Creole, Haiti - After three days of anxious waiting, word arrived from Haiti early Friday that the Catholic priest who heads outreach to the Haitian community in Washington is alive.
The Rev. Arsene Jasmin, 44, had gone to his native Haiti on Monday for a retreat, and no one here had heard from him since Tuesday's earthquake.
Most of the 10,000 to 20,000 Haitians in the region are Catholic, and Jasmin led the Masses at three parishes where services are held in Creole. Parishioners and archdiocesan officials described Jasmin as the community lynchpin, the person who in a time of crisis would be the primary organizer and spiritual bedrock.
Details were not immediately available, but parishioners happily described a fragmented chain of communication pieced together in the middle of the night.
Asta Antoine, a longtime parishioner at Sacred Heart Church in Columbia Heights, where Jasmin was based, said she received a call about 1:30 a.m. from someone in Miami who said a doctor in Haiti called with word that Jasmin was alright. The doctor also passed along word that the Rev. Andre Pierre, a Haitian priest who had served as a community leader in the Washington archdiocese until moving back home, was also alive.
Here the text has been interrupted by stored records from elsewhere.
PR #821, opened 2026-03-20
config: add resize action

### LINKED ISSUE #637: Resize/Move methods on `Window` for floating windows (and beyond)
This is mentioned in other issues. But I want to request something specific for me as a `jay_config` user.

Resize/Move methods on `Window` would be great. Using the mouse with window management is a no go for me with floating windows.

Beyond that, resizing  tiling windows would be a great addition too (a la #574).

Relatedly, `Window::move_` is maybe not the best name to convey what the method does. Maybe `move_replace` or some other name would be more accurate/self-explanatory.

I'm liking `jay_config` a lot, and maybe it will help me move away from Awesome eventually. But those are important things that are still missing IMHO.

mahkoh:
Closes #637

### DIFF
--- a/book/AGENTS.md
+++ b/book/AGENTS.md
@@ -1,299 +1,135 @@
 # Jay Book -- Agent Instructions
 
-This file provides context for AI agents working on the Jay user documentation
-book (mdbook). Read this before making changes.
+User-facing [mdbook](https://rust-lang.github.io/mdBook/) documentation for
+the [Jay Wayland compositor](https://github.com/mahkoh/jay). Target audience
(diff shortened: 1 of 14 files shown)


wind0204:
Hi, I'm used to tiled window managers and I was wondering if I could configure jay so that jay would automatically choose an appropriate edge to move between `dx1` and `dx2`; e.g. choose dx1 if the right edge of the window is touching the right edge of the whole workspace/screen and choose dx2 otherwise.

It seems jay would just ignore the command inputs if the edge is not movable when the edge is touching the edge of the screen.

PR #830, opened 2026-03-23
cli: add json output

mahkoh:


src/cli.rs
```diff
@@ -53,6 +56,14 @@ pub struct GlobalArgs {
     /// The log level.
     #[clap(value_enum, long, default_value_t)]
     pub log_level: LogLevel,
+    /// Output data as json.
```
kotarac: perhaps should be clear it's specifically JSON lines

"We are very blessed," Antoine said.
She said it was not known where Jasmin was at the time of the quake or whether he had been injured.
Kathy Dempsey, a spokeswoman for the archdiocese, said that the doctor was a friend of the priests and that the men were not believed to have been hurt.
The community labored this week to fill the gap left by Jasmin, with people pinch-hitting to organize community meetings, gather information about aid and put together a special Mass for Haiti.
The Mass, scheduled for 7 p.m. Friday at St. Camillus Church in Silver Spring, will be conducted in French and presided over by Archbishop Donald W. Wuerl. The Rev. Jean-Marie Kabango, a Congolese priest based at St. Camillus, will give the homily, and the church's multicultural choir will sing.
News of Jasmin's survival is a happy blip in a bleak picture, members of the community said.
"I'm not going to celebrate. We have thousands of dead bodies all over the damn place," said Jean Yves Point-du-Jour, a member of Sacred Heart Church who hosts a Creole radio show on Saturday nights on WPFW (89.3 FM). He said this week's show ("Kombit Lakay," which means, roughly, "Home Get-together") will be mostly in English to make sure all listeners can understand.